Two Questions About Monet’s “Apple Trees” Painting

This is Monet’s “Apple Trees in Blossom by the Water”, painted in 1880.

Monet Apples Trees in Blossom

Two questions:
1. What’s the focal point?
2. Where’s the water mentioned in the painting’s title?

Turn page 90 of Monet: The Seine and The Sea 1878–1883 by Michael Clarke and Richard Thomson, where it’s explained that:

“Such is the density of the surface activity that the painting has no conventional focus or compositional base. … This is a canvas about touch, texture and colour…”

Monet apple tree painting about colour

The trunk does leads your eye up into the branches, but then it takes it off the top. There’s so much going on with the leaves and shadows it’s hard to make out any single bit but simultaneously inviting you to get lost in it all. Paintings don’t have to have a traditional focal point, positioned according the Golden Mean, with a composition leading the viewer’s eye towards it. It’s your choice.

The water in the painting is supposedly implied by the sense of a tree growing on a bank. (It’s thought it’s one of the paintings Monet did from a river boat .) I’m not sure I’d think about it if it weren’t in the painting’s title. Would you?

Mostly I find myself wondering how Monet didn’t get fedup with all those shades of brown from burnt umber to beige, and whether in real life the painting has more yellows and green visible.

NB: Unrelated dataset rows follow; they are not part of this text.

PR #530, opened 2020-11-17
Add before_compile hook API for sqlalchemy.

dhatch:
PR checklist:

- [ ] Added changelog entry.

### DIFF
--- a/languages/python/sqlalchemy-oso/sqlalchemy_oso/auth.py
+++ b/languages/python/sqlalchemy-oso/sqlalchemy_oso/auth.py
@@ -6,13 +6,13 @@ from sqlalchemy.orm.session import Session
 from sqlalchemy.orm.util import class_mapper
 from sqlalchemy.sql import expression as sql
 
-from sqlalchemy_oso.partial import partial_to_query
+from sqlalchemy_oso.partial import partial_to_filter
 
 
-def null_query(session: Session) -> Query:
+def null_query(session: Session, model) -> Query:
     """Return an intentionally empty query."""
     # TODO (dhatch): Make this not hit the database.
-    return session.query(sql.false()).filter(sql.false())
+    return session.query(model).filter(sql.false())
 
 
 def register_models(oso: Oso, base):
@@ -38,24 +38,46 @@ def authorize_model(oso: Oso, actor, action, session: Session, model) -> Query:
     :param session: The SQLAlchemy session.
     :param model: The model to authorize, must be a SQLAlchemy model.
     """
-    # TODO (dhatch): More robust name mapping?
+    filters = authorize_model_filter(oso, actor, action, session, model)
+    if filters is None:
+        return session.query(model)
 
+    return session.query(model).filter(filters)
+
+
+def authorize_model_filter(oso: Oso, actor, action, session: Session, model):
+    """Return SQLAlchemy expression that applies the policy to ``model``.
+
+    Executing this query will return only authorized objects. If the request is
+    not authorized, a query that always contains no result will be returned.
+
+    :param oso: The oso class to use for evaluating the policy.
+    :param actor: The actor to authorize.
+    :param action: The action to authorize.
+
+    :param session: The SQLAlchemy session.
+    :param model: The model to authorize, must be a SQLAlchemy model.
+    """
+    # TODO (dhatch): Check that model is a model.
+    # TODO (dhatch): More robust name mapping?
     assert class_mapper(model), f"Expected a model; received: {model}"
 
     partial_resource = Partial("resource", TypeConstraint(model.__name__))
     results = oso.query_rule("allow", actor, action, partial_resource)
 
-    combined_query = None
+    combined_filter = None
+    has_result = False
     for result in results:
+        has_result = True
+
         resource_partial = result["bindings"]["resource"]
-        query = partial_to_query(resource_partial, session, model)
-        if combined_query is None:
-            combined_query = query
-        else:
-            # TODO (dhatch): Use OR here?
-            combined_query = combined_query.union(query)
+        filter = partial_to_filter(resource_partial, session, model)
+        if combined_filter is None:
+            combined_filter = filter
+        elif filter is not None:
+            combined_filter = combined_filter | filter
 
-    if combined_query is None:
-        return null_query(session)
+    if not has_result:
+        return sql.false()
 
-    return combined_query
+    return combined_filter
--- a/languages/python/sqlalchemy-oso/sqlalchemy_oso/hooks.py
+++ b/languages/python/sqlalchemy-oso/sqlalchemy_oso/hooks.py
@@ -1,0 +1,154 @@
+"""SQLAlchemy hooks that transparently enable oso on SQLAlchemy operations.
+
+There are several potential interfaces to integrate oso with SQLAlchemy:
+
+    - :py:func:`authorized_sessionmaker`: (**recommended**) Session factory that
+       creates a session that applies authorization on every query.
+    - :py:func:`enable_hooks`: Globally enable oso on all queries.
+    - :py:func:`make_authorized_query_cls`: Make a query class that is
+       authorized before execution.
+
+.. note::
+
+    If using any API besides :py:func:`authorized_sessionmaker`, ensure you set
+    ``enable_baked_queries=False`` on the session. Query caching can interfere
+    with authorization.
+
+    It is recommended to scope authorization context (the oso instance, user and
+    action) to a single session.  Otherwise, the identity map (SQLAlchemy's
+    cache of retrieved objects) may contain objects that were authorized for a
+    previous user. This could cause incorrect behavior.
+
+    :py:func:`authorized_sessionmaker` will enforce this.  If the authorization
+    context changes during the session, an Exception will be raised.
+"""
+import functools
+from typing import Any, Callable
+
+from sqlalchemy.event import listen, remove
+from sqlalchemy.orm.query import Query
+from sqlalchemy.orm import aliased, sessionmaker
+
+from oso import Oso
+
+from sqlalchemy_oso.auth import authorize_model, authorize_model_filter
+
+
+def enable_hooks(
+    get_oso: Callable[[], Oso],
+    get_user: Callable[[], Any],
+    get_action: Callable[[], Any],
+    target=None,
+):
+    """Enable all SQLAlchemy hooks."""
+    if target is None:
+        target = Query
+
+    return enable_before_compile(target, get_oso, get_user, get_action)
+
+
+def enable_before_compile(
+    target,
+    get_oso: Callable[[], Oso],
+    get_user: Callable[[], Any],
+    get_action: Callable[[], Any],
+):
+    """Enable before compile hook."""
+    auth = functools.partial(
+        authorize_query, get_oso=get_oso, get_user=get_user, get_action=get_action
+    )
+
+    listen(target, "before_compile", auth, retval=True)
+
+    return lambda: remove(target, "before_compile", auth)
+
+
+def authorize_query(query: Query, get_oso, get_user, get_action) -> Query:
+    """Authorize an existing query with an oso instance, user and action."""
+    oso = get_oso()
+    action = get_action()
+    actor = get_user()
+
+    # TODO (dhatch): This is necessary to allow ``authorize_query`` to work
+    # on queries that have already been made.  If a query has a LIMIT or OFFSET
+    # applied, SQLAlchemy will by default throw an error if filters are applied.
+    # This prevents these errors from occuring, but could result in some
+    # incorrect queries. We should remove this if possible.
+    query = query.enable_assertions(False)
+
+    entities = {column["entity"] for column in query.column_descriptions}
+    for entity in entities:
+        # Only apply authorization to columns that represent a mapper entity.
+        if entity is None:
+            continue
+
+        authorized_filter = authorize_model_filter(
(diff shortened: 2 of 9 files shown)


languages/python/sqlalchemy-oso/sqlalchemy_oso/auth.py
```diff
@@ -5,23 +5,25 @@
...
 from sqlalchemy.sql import expression as sql
 
-from sqlalchemy_oso.partial import partial_to_query
+from sqlalchemy_oso.partial import partial_to_query, partial_to_filter
 
-def null_query(session: Session) -> Query:
+
+def null_query(session: Session, model) -> Query:
     """Return an intentionally empty query."""
     # TODO (dhatch): Make this not hit the database.
```
gj, line 13: Do you have a plan for this?

languages/python/sqlalchemy-oso/sqlalchemy_oso/auth.py
```diff
@@ -58,6 +60,50 @@ def authorize_model(oso: Oso, actor, action, session: Session, model) -> Query:
...
 
     if combined_query is None:
-        return null_query(session)
+        return null_query(session, model)
 
     return combined_query
+
+
+# TODO (dhatch): Api might not be viable.
+def authorize_model_filter(oso: Oso, actor, action, session: Session, model):
```
gj, line 69: Do we need both this + `authorize_model`?

languages/python/sqlalchemy-oso/sqlalchemy_oso/hooks.py
```diff
@@ -0,0 +1,158 @@
+"""SQLAlchemy hooks that transparently enable oso on SQLAlchemy operations.
+
+There are several potential interfaces to integrate oso with SQLAlchemy:
+
+    - :py:func:`authorized_sessionmaker`: (**recommended**) Session factory that
+       creates a session that applies authorization on every query.
+    - :py:func:`enable_hooks`: Globally enable oso on all queries.
+    - :py:func:`make_authorized_query_cls`: Make an query class that is
```
gj, line 8:
```suggestion
    - :py:func:`make_authorized_query_cls`: Make a query class that is
```

languages/python/sqlalchemy-oso/sqlalchemy_oso/hooks.py
```diff
@@ -0,0 +1,158 @@
...
+        target = Query
+
+    disable_before_compile = enable_before_compile(
+        target, get_oso, get_user, get_action
+    )
+
+    def disable_hooks():
+        disable_before_compile()
+
+    return disable_hooks
```
gj, line 54: Does this work?
```suggestion
    return enable_before_compile(
        target, get_oso, get_user, get_action
    )
```

languages/python/sqlalchemy-oso/sqlalchemy_oso/hooks.py
```diff
@@ -0,0 +1,158 @@
...
+
+
+def authorize_query(query: Query, get_oso, get_user, get_action) -> Query:
+    """Authorize an existing query with an oso instance, user and action."""
+    oso = get_oso()
+    action = get_action()
+    actor = get_user()
+
+    # TODO (dhatch): Super hack to get this to work in flask... fix this.
+    query = query.enable_assertions(False)
```
gj, line 80: If you aren't fixing this prior to shipping, could you expand the comment to explain what it's doing?

languages/python/sqlalchemy-oso/sqlalchemy_oso/hooks.py
```diff
@@ -0,0 +1,158 @@
...
+
+    entities = {column["entity"] for column in query.column_descriptions}
```
gj, line 82: Add `if column["entity"]` guard into comprehension instead of the `if entity is None:` check below?

languages/python/sqlalchemy-oso/sqlalchemy_oso/hooks.py
```diff
@@ -0,0 +1,158 @@
...
+            continue
+
+        authorized_filter = authorize_model_filter(
+            oso, actor, action, query.session, entity
+        )
+        if authorized_filter is not None:
+            query = query.filter(authorized_filter)
+
+    # TODO can't print query because printing query causes infinite recursion.
+    #print(f"authorize_query: {query.statement.compile()}")
```
gj, line 95: Was this just for debugging or was it intended as an `INFO`-level log output of the library?

languages/python/sqlalchemy-oso/sqlalchemy_oso/hooks.py
```diff
@@ -0,0 +1,158 @@
...
+
+    return AuthorizedQuery
+
+
+def authorized_sessionmaker(get_oso, get_user, get_action, *args, **kwargs):
+    """Session factory for sessions with oso authorization applied.
+
+    :param get_oso: Callable that return oso instance to use for authorization.
+    :param get_user: Callable that returns user for an authorization request.
+    :param get_action: Callable that returns user for the action.
```
gj, line 113: Is this comment correct?

languages/python/sqlalchemy-oso/sqlalchemy_oso/hooks.py
```diff
@@ -0,0 +1,158 @@
...
+
+    The ``query_cls`` parameter cannot be used with ``authorize_sessionmaker``.
+
+    Baked queries will be disabled for this session, because they are incompatible
+    with authorization.
+
+    All other positional and keyword arguments are passed through to
+    :py:func:`sqlalchemy.orm.session.sessionmaker` unchanged.
+    """
+    # TODO (dhatch): Should be possible with additional wrapping.
```
gj, line 123: Is this comment still relevant now that you have `make_authorized_query_cls` as an alternate API?

Or is this comment talking about removing `make_authorized_query_cls` as a public API and rolling the functionality into here, dispatching based on whether a `query_cls` param is provided?

languages/python/sqlalchemy-oso/tests/test_sqlalchemy.py
```diff
@@ -0,0 +1,331 @@
...
+    oso.load_str('allow("user", "read", post: Post) if post.access_level = "public";')
+    oso.load_str('allow("user", "write", post: Post) if post.access_level = "private";')
+    oso.load_str('allow("admin", "read", post: Post);')
+    oso.load_str(
+        'allow("moderator", "read", post: Post) if '
+        '(post.access_level = "private" or post.access_level = "public") and '
+        "post.needs_moderation = true;"
+    )
+
+    query = session.query(Post.contents, Post.id)
```
gj, line 79: Could this test + the one above be extracted into a shared setup where we pass in the query? Since that seems to be the only difference between the two tests

languages/python/sqlalchemy-oso/tests/test_sqlalchemy.py
```diff
@@ -0,0 +1,331 @@
...
+        subquery = session.query(Post).subquery()
+        query = session.query(subquery)
+
+        # Fine with hooks if you don't authorize it.
+        assert query.count() == 1
+    finally:
+        disable()
+
+
+@pytest.mark.xfail(reason="No good, aliases don't work right now.")
```
gj, line 233: How do subqueries work but explicit aliases don't?

languages/python/sqlalchemy-oso/sqlalchemy_oso/auth.py
dhatch: To make it not hit the database? Not precisely. Could have a special sentinel object we return that indicates to the calling code to return no results.  But ultimately it would require a special SQLAlchemy query subclass that doesn't hit the db. Might be tough.

languages/python/sqlalchemy-oso/sqlalchemy_oso/auth.py
dhatch: No, I want to drop authorize_model ultimately.  The original reason authorize_model worked over Query was because I thought we may need to add JOINs (which cannot just be constructed as filter expressions).  That turned out not to be necessary, which is why we now have `authorize_model_filter`.

languages/python/sqlalchemy-oso/sqlalchemy_oso/hooks.py
dhatch: Probably, I just wrote it this way to leave a pattern for adding more hooks.

languages/python/sqlalchemy-oso/sqlalchemy_oso/hooks.py
dhatch: Good shout yeah

languages/python/sqlalchemy-oso/sqlalchemy_oso/auth.py
dhatch: Combined this slightly more.

languages/python/sqlalchemy-oso/sqlalchemy_oso/hooks.py
dhatch: I think it's more readable as is with the comment.

languages/python/sqlalchemy-oso/sqlalchemy_oso/hooks.py
dhatch: Removed

languages/python/sqlalchemy-oso/sqlalchemy_oso/hooks.py
dhatch: Thanks fixed

languages/python/sqlalchemy-oso/sqlalchemy_oso/hooks.py
dhatch: This is talking about making it possible to use a custom query class when using oso.  Right now you cannot because of how this is implemented (another query class).

languages/python/sqlalchemy-oso/tests/test_sqlalchemy.py
dhatch: Fixed up 510ff36dc3b5eac8c530aa9cf55643321ece987b

languages/python/sqlalchemy-oso/sqlalchemy_oso/auth.py
dhatch: 510ff36dc3b5eac8c530aa9cf55643321ece987b

dhatch: 547a55bf47c17125ecbecbe2ee1fa1406f3d7c6d

languages/python/sqlalchemy-oso/tests/test_sqlalchemy.py
dhatch: Subqueries don't necessarily use an alias.

languages/python/sqlalchemy-oso/tests/test_sqlalchemy.py
gj: nicely done

languages/python/sqlalchemy-oso/sqlalchemy_oso/auth.py
```diff
@@ -38,24 +38,46 @@ def authorize_model(oso: Oso, actor, action, session: Session, model) -> Query:
...
+    not authorized, a query that always contains no result will be returned.
+
+    :param oso: The oso class to use for evaluating the policy.
+    :param actor: The actor to authorize.
+    :param action: The action to authorize.
 
+    :param session: The SQLAlchemy session.
+    :param model: The model to authorize, must be a SQLAlchemy model.
+    """
+    # TODO (dhatch): Check that model is a model.
```
gj, line 61:
```suggestion
```

languages/python/sqlalchemy-oso/sqlalchemy_oso/auth.py
```diff
@@ -38,24 +38,46 @@ def authorize_model(oso: Oso, actor, action, session: Session, model) -> Query:
...
+    # TODO (dhatch): More robust name mapping?
```
gj, line 62: You removed this comment from `authorize_model` -- does it still apply here?

languages/python/sqlalchemy-oso/sqlalchemy_oso/partial.py
```diff
@@ -16,15 +16,9 @@
...
-def partial_to_query(expression: Expression, session: Session, model) -> Query:
-    """Convert constraints in ``partial`` to a query over ``model``."""
-    query = session.query(model)
-
-    expr = translate_expr(expression, session, model)
-    if expr is not None:
-        return query.filter(expr)
-
-    return query
+def partial_to_filter(expression: Expression, session: Session, model):
```
gj, line 19: Is this function a useful abstraction?

gj (approved):

languages/python/sqlalchemy-oso/sqlalchemy_oso/auth.py
dhatch: Yes, authorize model calls this, so we only need it in one place.

languages/python/sqlalchemy-oso/sqlalchemy_oso/partial.py
dhatch: Yeah, we might rename & change the internals of this to match other frameworks.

What would your third question be?

 

6 Replies to “Two Questions About Monet’s “Apple Trees” Painting”

  1. I think that most artists sacrifice creativity by concentrating too much on focal point and color at the sacrifice of composition and value! If your composition works well and your values emphasize the depth of the composition your painting will be successful, regardless of the type (“I dislike the word style”) of image making you are using. Besides, I believe that a very important part of presenting one’s work to viewing by others is to let them discover their own “focal points” and meanings, whether or not they know what is going on behind their eyes.

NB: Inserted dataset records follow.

PR #532, opened 2020-11-17
Fix bug with ordering of comparison operands

gj:


polar-core/src/terms.rs
```diff
@@ -358,6 +358,12 @@ impl Term {
     }
 }
 
+/// Operand chirality.
```
dhatch, line 361: I don't know what chirality means.  Can we use a term that is widely understood?

dhatch: Also is there a use for this concept outside of the argument to the partial `compare` function? If not, what about just moving it into the partial module and calling it ArgumentPosition?

polar-core/src/partial/partial.rs
```diff
@@ -143,7 +143,10 @@ impl Partial {
 
         let op = Operation {
             operator,
-            args: vec![self.variable_term(), other],
+            args: match operand {
```
dhatch, line 146: Would it be beneficial to normalize operations so that `this` is always on the LHS?

That could eliminate the need for branches for both in all adapters.

dhatch (changes requested):
Nice catch! Some comments

polar-core/src/terms.rs
gj: no fun

(I didn't know what it meant either)

dhatch: 😎

gj: Moved it into partial module and updated naming a bit

polar-core/src/partial/partial.rs
gj: Done in e8654d2. Good suggestion!

polar-core/src/partial/partial.rs
```diff
@@ -130,23 +130,25 @@ impl Partial {
...
+        // Normalize comparison operations so this is always on LHS.
+        let args = vec![self.variable_term(), operand.term];
+        let mut operation = Operation { operator, args };
+        if operand.side == Side::Left && asymmetric_op {
+            operation.operator = match operation.operator {
+                Gt => Lt,
+                Geq => Leq,
+                Lt => Gt,
+                Leq => Geq,
+                o => o,
```
dhatch, line 148: Should this final case be `unreachable!()`? Due to L135.

dhatch (approved):
lgtm

polar-core/src/partial/partial.rs
gj: 091ad77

  2. My focal point would be that patch of green off to the left of the painting up in the branches, that’s the first thing my eye went to.

  3. it”s hard to focus on any single point. i think some of monet’s paintings look like he was trying to capture the wind, you know when your eyes take in a scene of a gentle breeze with rustling leaves and ripples in the water? sort of blurry? anyway, that’s what i see

  4. My third question was ‘ where can I see it?’ but a search shows that it’s in a private collection. It’s very textural which I like. To me it captures a mood of a gloomy day. Which is why I wondered whether I could see it somewhere to see if the colours really are so dreary.